I'm writing a Monte Carlo simulation and it involves a number of different variables which can exhibit both inter-person and intra-person variability. These variables are modeled using Gaussian distributions. Generally, population mean and standard deviation are known, and I have some idea of the typical extent of intra-person variability.
I'll use menstrual cycle length as a concrete example.
For a given simulated woman, I need to produce length samples for multiple cycles. I need those samples to respect the known population mean and SD while also expressing inter-cycle variability.
I can easily sample the population-wide distribution using a method such as the Ziggurat algorithm, and this could work for a very rough simulation, but it will be inaccurate because a single woman usually doesn't have as much cycle length variation as the whole population (although some women have dramatic variations).
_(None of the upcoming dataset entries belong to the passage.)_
PR #307, opened 2018-09-10
Spaces api refactor

mayuanyang:
## What
- Instead of having `ICanLimitTo` for mixed scope, we now have `ICanSpaceContext`
- Instead of having spaceId as the constructor input, they now take`SpaceContext`. Default space + system is used if not provided
- Mixed scope repository can be extend to support multiple spaces + system
- Task and CommunityActionTemplate repos no longer take spaceId as input, instead it will check if it can get it from the `SpaceContext`, or throw for write request in multi context
- CookieContainer is preserved after space context switch

### DIFF
--- a/source/Octopus.Client/Repositories/Async/BasicRepository.cs
+++ b/source/Octopus.Client/Repositories/Async/BasicRepository.cs
@@ -85,7 +85,7 @@ namespace Octopus.Client.Repositories.Async
 
         public Task<List<TResource>> GetAll()
         {
-            var parameters = ParameterHelper.CombineParameters(AdditionalQueryParameters, new { id = "all" });
+            var parameters = ParameterHelper.CombineParameters(AdditionalQueryParameters, new { id = IdValueConstant.IdAll });
             return Client.Get<List<TResource>>(Client.Link(CollectionLinkName), parameters);
         }
 
--- a/source/Octopus.Client/Repositories/BasicRepository.cs
+++ b/source/Octopus.Client/Repositories/BasicRepository.cs
@@ -88,7 +88,7 @@ namespace Octopus.Client.Repositories
 
         public List<TResource> GetAll()
         {
-            var parameters = ParameterHelper.CombineParameters(AdditionalQueryParameters, new { id = "all" });
+            var parameters = ParameterHelper.CombineParameters(AdditionalQueryParameters, new { id = IdValueConstant.IdAll });
             return client.Get<List<TResource>>(client.Link(CollectionLinkName), parameters);
         }
 
--- a/source/Octopus.Client/MixedScopeConstants.cs
+++ b/source/Octopus.Client/MixedScopeConstants.cs
@@ -6,4 +6,9 @@
         public const string QueryStringParameterIncludeSystem = "includeSystem";
         public const string AllSpacesQueryStringParameterValue = "all";
     }
+
+    internal static class IdValueConstant
+    {
+        public const string IdAll = "all";
+    }
 }
--- a/source/Octopus.Client/Repositories/Async/MachineRepository.cs
+++ b/source/Octopus.Client/Repositories/Async/MachineRepository.cs
@@ -76,7 +76,7 @@ namespace Octopus.Client.Repositories.Async
         public Task<List<MachineResource>> FindByThumbprint(string thumbprint)
         {
             if (thumbprint == null) throw new ArgumentNullException("thumbprint");
-            return Client.Get<List<MachineResource>>(Client.Link("machines"), new { id = "all", thumbprint });
+            return Client.Get<List<MachineResource>>(Client.Link("machines"), new { id = IdValueConstant.IdAll, thumbprint });
         }
 
         /// <summary>
--- a/source/Octopus.Client/Repositories/Async/TenantRepository.cs
+++ b/source/Octopus.Client/Repositories/Async/TenantRepository.cs
@@ -39,7 +39,7 @@ namespace Octopus.Client.Repositories.Async
         /// <returns></returns>
         public Task<List<TenantResource>> FindAll(string name, string[] tags, int pageSize = int.MaxValue)
         {
-            return Client.Get<List<TenantResource>>(Client.Link("Tenants"), new { id = "all", name, tags, take = pageSize });
+            return Client.Get<List<TenantResource>>(Client.Link("Tenants"), new { id = IdValueConstant.IdAll, name, tags, take = pageSize });
         }
 
         public Task<TenantVariableResource> ModifyVariables(TenantResource tenant, TenantVariableResource variables)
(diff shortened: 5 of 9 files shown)


source/Octopus.Client/Repositories/Async/UserRepository.cs
```diff
@@ -68,13 +68,14 @@ public async Task<UserResource> Register(RegisterCommand registerCommand)
...
-        public Task SignIn(LoginCommand loginCommand)
+        public async Task SignIn(LoginCommand loginCommand)
         {
             if (loginCommand.State == null)
             {
                 loginCommand.State = new LoginState { UsingSecureConnection = Client.IsUsingSecureConnection };
             }
-            return Client.Post(Client.Link("SignIn"), loginCommand);
+            await Client.Post(Client.Link("SignIn"), loginCommand);
+            await Client.ReloadRootDocumentsAfterUserSignedIn();
```
mayuanyang: There is a use case where a client initialized as unauthenticated and then sign in later. As the client now will load space and user info which require authentication and permissions, spaceRootDocument is not populated for unauthenticated client and get reloaded after user signed in.

source/Octopus.Client/OctopusAsyncClient.cs
```diff
@@ -36,11 +37,14 @@ public class OctopusAsyncClient : IOctopusAsyncClient
         bool ignoreSslErrorMessageLogged = false;
         private readonly string rootDocumentUri;
         private OctopusClientOptions clientOptions;
+        private bool signedIn = false;
+        private bool IsAuthenticated => (signedIn || !string.IsNullOrEmpty(this.serverEndpoint.ApiKey));
```
NickJosevski: 👍

source/Octopus.Client/OctopusAsyncClient.cs
```diff
@@ -686,6 +724,50 @@ private async Task<T> ReadResponse<T>(HttpResponseMessage response)
...
+        }
+
+        private void ValidateSpaceId(string spaceId)
+        {
+            if (string.IsNullOrEmpty(spaceId))
+            {
+                throw new ArgumentException("spaceId cannot be null");
+            }
+
+            if (spaceId == "all")
```
NickJosevski: hmmm, maybe at least put `"all"` in a global const string somewhere, cause it's also used on line 755?

source/Octopus.Client/OctopusClient.cs
```diff
@@ -648,14 +701,42 @@ protected virtual OctopusResponse<TResponseResource> DispatchRequest<TResponseRe
...
             }
         }
 
+        private void ValidateSpaceId(string spaceId)
+        {
+            if (string.IsNullOrEmpty(spaceId))
+            {
+                throw new ArgumentException("spaceId cannot be null");
+            }
+            if (spaceId == "all")
```
NickJosevski: same as above, put this definition somewhere similar to how we have `DefaultIdentifiers` in Octopus server

source/Octopus.Client/Repositories/Async/BasicRepository.cs
```diff
@@ -11,150 +12,203 @@
...
-                {
-                    resources.AddRange(page.Items.Where(search));
-                    return true;
-                }, path, pathParameters)
-                    .ConfigureAwait(false);
-                return resources;
-            }
+        public Task<List<TResource>> GetAll()
+        {
+            var parameters = ParameterHelper.CombineParameters(AdditionalQueryParameters, new { id = "all" });
```
NickJosevski: can use the `all` const string here too

source/Octopus.Client/Repositories/Async/BasicRepository.cs
```diff
@@ -11,150 +12,203 @@
...
-                    })
-                    .ConfigureAwait(false);
-
-                return resources;
-            }
+        bool IsIncludingSystem()
+        {
+            var isMixedScope = TypeUtil.IsAssignableToGenericType(this.GetType(), typeof(ICanExtendSpaceContext<>));
+            return isMixedScope
+                ? bool.Parse(AdditionalQueryParameters["includeSystem"].ToString())
```
NickJosevski: while you're cleaning up some strings throughout if you make a static class with some defaults, can you put the `"includeSystem"` string in there too, and find and replace the usages too, a typo in one of these would be a pain to track down and fix in the future.

source/Octopus.Client/Repositories/Async/BasicRepository.cs
```diff
@@ -11,150 +12,203 @@
...
 
-            public Task<TResource> Refresh(TResource resource)
+        void ValidateSpaceId(TResource resource)
+        {
+            if (resource is IHaveSpaceResource spaceResource)
             {
-                if (resource == null) throw new ArgumentNullException("resource");
-                return Get(resource.Id);
+                var spaceIds = GetSpaceIds();
+                var isWildcard = spaceIds != null && spaceIds.Contains("all");
```
NickJosevski: another case of `"all"`

can you name this differently, we have a concept of wildcard in permissions, just so there's no way to confuse the concepts.

source/Octopus.Client/Repositories/BasicRepository.cs
```diff
@@ -156,6 +159,55 @@ public TResource Refresh(TResource resource)
...
+                ? bool.Parse(AdditionalQueryParameters["includeSystem"].ToString())
+                : Client.SpaceContext.IncludeSystem;
+        }
+
+        void ValidateSpaceId(TResource resource)
+        {
+            if (resource is IHaveSpaceResource spaceResource)
+            {
+                var spaceIds = GetSpaceIds();
+                var isWildcard = spaceIds != null && spaceIds.Contains("all");
```
NickJosevski: another case of `"all"`

can you name this differently, we have a concept of wildcard in permissions, just so there's no way to confuse the concepts.

source/Octopus.Client/SpaceContext.cs
```diff
@@ -0,0 +1,39 @@
...
+    public class SpaceContext
+    {
+        public static SpaceContext SpecificSpace(string spaceId) => new SpaceContext(new [] {spaceId}, false);
+        public static SpaceContext SpecificSpaceAndSystem(string spaceId) => new SpaceContext(new []{spaceId}, true);
+        public static SpaceContext SystemOnly() => new SpaceContext(new string[0], true);
+
+        internal SpaceContext(IReadOnlyCollection<string> spaceIds, bool includeSystem)
+        {
+            if (spaceIds.Count == 0 && !includeSystem)
+                throw new ArgumentException("At least 1 spaceId is required when includeSystem is set to false");
```
NickJosevski: should this also throw `MismatchSpaceContextException`?

mayuanyang: I feel `ArgumentException` is a bit more appropriate as it does not mismatch with anything yet, it is some invalid arguments being passed in that cause the `SapceContext` become not usable, what do you think? @NickJosevski

NickJosevski: I see yea that's fine then.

I initially experimented with taking a sample from the population distribution and storing this as the individual's base value and then mixing this using some arbitrary weighting with per-event samples that were also obtained from the population distribution. This seemed to have acceptable results for a given individual, but it was globally inaccurate because mixing samples tends to pull them towards the mean and so the simulation's population-wide SD fell well below the actual population SD.
I could perhaps use a zero-mean Gaussian distribution to add some per-event offset to the individual's base value, but I intuitively suspect this will violate the population-wide distribution as well because individuals having their base value at the extremities could then produce extremely unlikely samples when the offset randomly pushes them substantially further in the same direction. Perhaps a non-zero mean could solve that, but I'm not nearly well versed enough in stats to have any idea how to pick the mean and SD for the offset distribution so as to keep the population-wide stats intact.
To make matters worse, in reality, the intra-person variability is itself variable, but actual data on that is limited so the best I could do there would be some kind of heuristic.
Is there some relatively simple way to model intra-person variability, while preserving the known population-wide normal distribution?